Too many choices, not enough ways to die. And absolutely no ways to start over.
Chaz shivered, thinking about those sideboard photos of his brothers. Only, they weren’t his brothers—but his uncles. The pics were taken years ago. The uncles died without children. One made quite a lot of money, leaving it to Chaz in a trust fund. He got cash every month which he used for his books, magazines, and videos. Most remained in the fund until he reached 21. He and Marty planned to use it, when it became available, to fuel their publishing company.
He’d seen the childhood photos of his brothers a long time ago but those weren’t out anymore. Not framed, not displayed. Hidden away in a box somewhere with other things to be forgotten—yet not forgiven?
Both killed themselves when they’d been miserable children, fat, unpopular, and never going to see a better situation. Happened before Chaz was born.

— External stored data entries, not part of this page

PR #664, opened 2017-05-11
Add deployment.keys.<K>.destDir and deployment.keys.<K>.path

deepfire:
This allows customisation of the default `/run/keys` location for the deployment keys.

### DIFF
--- a/nix/keys.nix
+++ b/nix/keys.nix
@@ -42,7 +42,7 @@ let
 
     options.destDir = mkOption {
       default = /run/keys;
-      type = types.nullOr types.path;
+      type = types.path;
       description = ''
         When specified, this allows changing the destDir directory of the key
         file from its default value of <filename>/run/keys</filename>.
--- a/nix/keys.nix
+++ b/nix/keys.nix
@@ -12,7 +12,7 @@ let
         When non-null, this designates the text that the key should contain. So if
         the key name is <replaceable>password</replaceable> and
         <literal>foobar</literal> is set here, the contents of the file
-        <filename><replaceable>destinationFolder</replaceable>/<replaceable>password</replaceable></filename>
+        <filename><replaceable>destDir</replaceable>/<replaceable>password</replaceable></filename>
         will be <literal>foobar</literal>.
 
         NOTE: Either <literal>text</literal> or <literal>keyFile</literal> have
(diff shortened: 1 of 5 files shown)


deepfire:
cc @domenkozar

nix/keys.nix
```diff
@@ -24,11 +24,11 @@ let
...
       type = types.nullOr types.path;
       description = ''
-        When non-null, contents of the specified file will be deployed to
-        the specified key on the target machine.  If the key name is
+        When non-null, contents of the specified file will be deployed to the
+        specified key on the target machine.  If the key name is
         <replaceable>password</replaceable> and <literal>/foo/bar</literal> is set
         here, the contents of the file
-        <filename>/run/keys/<replaceable>password</replaceable></filename>
+        <filename><replaceable>destinationFolder</replaceable>/<replaceable>password</replaceable></filename>
```
ip1981: I'd love `destDir` more :)  The shorter, the better. No "folders" at least. Child trauma.

nixops/backends/__init__.py
```diff
@@ -237,7 +257,9 @@ def send_keys(self):
               )
             )
             os.remove(tmp)
-        self.run_command("touch /run/keys/done")
+        self.run_command("mkdir -m 0750 -p /run/keys && "
+                         "chown root:keys  /run/keys && "
```
ip1981: Why is it necessary?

His folks decided not to have any more kids, then Mom unexpectedly became expectant at forty-eight. They couldn’t look at him. When they did, they saw Thomas and Steven, two little boys they couldn’t help, maybe seeing their sons the way the bodies had been discovered. Steven at thirteen swallowed a box of carpet tacks, dying in terrible contortion in the garage. Thomas was sixteen when he rigged a hose from the car’s exhaust pipe in through the driver’s side window, sitting there with the engine running and the door closed. (Both died in the garage. Should Chaz make it unanimous?)